Remains to show that the numbers in $(1)$ are minimal.
Note that $(10^k-1)n=10^kn-n$ is the difference of two numbers of different length, so that $10^kn$ (as well as $n$) must start with at least $k-1$ digits $\in\{0,1,2\}$ and the $k$th digit $\in\{0,1,2,3\}$; actually, a $3$ as $k$th digit is only possible if it is followed by a digit $\le 2$ as otherwise no carray (or rather: borrow) orccurs. Also, $(10^k-1)n\equiv -n\pmod{10^k}$ so that the last $k$ digits of $n-1$ must be $\in\{7,8,9\}$. Note that 
$$\left\lfloor\frac{(10^k-1)n}{10^k}\right\rfloor=n-\left\lceil\frac{n}{10^k} \right\rceil=(n-1)-\left\lfloor\frac{n}{10^k} \right\rfloor$$
so that we conclude about the next $k$ digits: We subtract someting from digits $7,8,9$ and obtain digits $0,1,2$; this is only possible if no  borrow occurs, hence the next $k$ digits of $n-1$ are $\in\{5,6,7,8,9\}$. By repeating the argument, the next $k$ digits of $n-1$ are in $\{3,4,5,6,7,8,9\}$. Therefore, $n$ either has more than $4k$ digits, or $n-1$ is described by the regular expression [12][012]{k-1}[3-9]{k}[5-9]{k}[7-9]{k}. We can exclude the case of more than $4k$ digits as $(1)$ already beats that.

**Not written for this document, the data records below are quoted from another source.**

Issue #1970, opened 2015-02-02
Improve paver for windows


nathanhilbert:
Improved errors
------
If a user runs paver start --java_path="C:/something/java.exe", everything runs fine.  If the user does a crtl-c on the django dev server, it closes and returns to the prompt, but does not kill geoserver's java instance.  When user tries to do paver start --java_path="C:/something/java.exe" they get a permission denied to downloads/null.txt because the file is already open using the first geoserver, and paver is trying to make sure the file exists to pass off to geoserver.
Suggestion is to check if downloads/null.txt is open at the os.devnull check, and suggest to user to run paver stop_geoserver with exit.  Alternative is to not start a second geoserver and use the one that is currently running.

Try to find java in environment variables
------------
Use os.environ["JRE_HOME"] to try to find java for user before requiring flag.

Check environment variables
--------------
Verify Geos.dll can be found and GDAL_LIBRARY_PATH environment variables is set. If not, throw error and don't start.

nathanhilbert:
Closed with PR #1996

PR #1996, opened 2015-02-03
Paver and settings improvements for Windows users

nathanhilbert:
This checks if the JAVA_HOME variable is set before complaining to add the --java_path flag to paver start. 
Also, running paver start the second time without doing a paver stop first would throw a "permission denied" to downloaded/null.txt.  Permission was denied because it was being used by the currently running Geoserver.  A better message is thrown now.
Both outlined in #1970

### DIFF
--- a/docs/tutorials/admin/install/quick_install.txt
+++ b/docs/tutorials/admin/install/quick_install.txt
@@ -66,12 +66,12 @@ Windows
 To install in Windows it is assumed you're familiar with python development and virtualenv on Windows and that you're familiar with the windows command prompt. You will need the follow prerequists installed:
 
     * Java JDK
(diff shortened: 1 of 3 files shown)


nathanhilbert:
I threw in some settings logic to check for GDAL and GEOS.  I know it is preferred to keep all logic out of settings.py, if there is a more suitable place for this check, please let me know.

nathanhilbert:
Please hold on this.  I'm cleaning it up.  I didn't mean to rebase commits that weren't mine.

nathanhilbert:
Any ideas why Travis is failing?

garnertb:
Looks like a hiccup, I restarted the build.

Thus we are left with the second case that can also be formulated as:
$$ n=\alpha\cdot 4^{3k}+\beta\cdot10^{2k}+\gamma\cdot 10^k+\delta+1$$
where $\alpha,\beta,\gamma,\delta$ are $k$-digit number with digits $\in\{0,1,2\}$, $\in\{3,\ldots,9\}$, $\in\{5,\ldots,9\}$, $\in\{7,\ldots,9\}$, respectively. Then 
$$(10^k-1)n=\alpha\cdot 10^{4k}+(\beta-\alpha)\cdot 10^{3k}+(\gamma-\beta)\cdot 10^{2k} +(\delta-\gamma)\cdot10^k+(10^k-1-\delta)$$
A stated above, the subtractions $\delta-\gamma,\gamma-\beta,\beta-\alpha$ involve no borrows. Therefore any zero occuring in $\alpha$ would produce a digit $\ge 3$ in $\beta-\alpha$ and hence also in $(10^k-1)n$. We conclude that $\alpha$ contains no zeroes. But then $\alpha \ge 11\ldots 1$, $\beta\ge 33\ldots 3$, $\gamma\ge 55\ldots 5$, $\delta\ge 77\ldots 7$ and ultimately the solution $(1)$ is inded the minimal solution.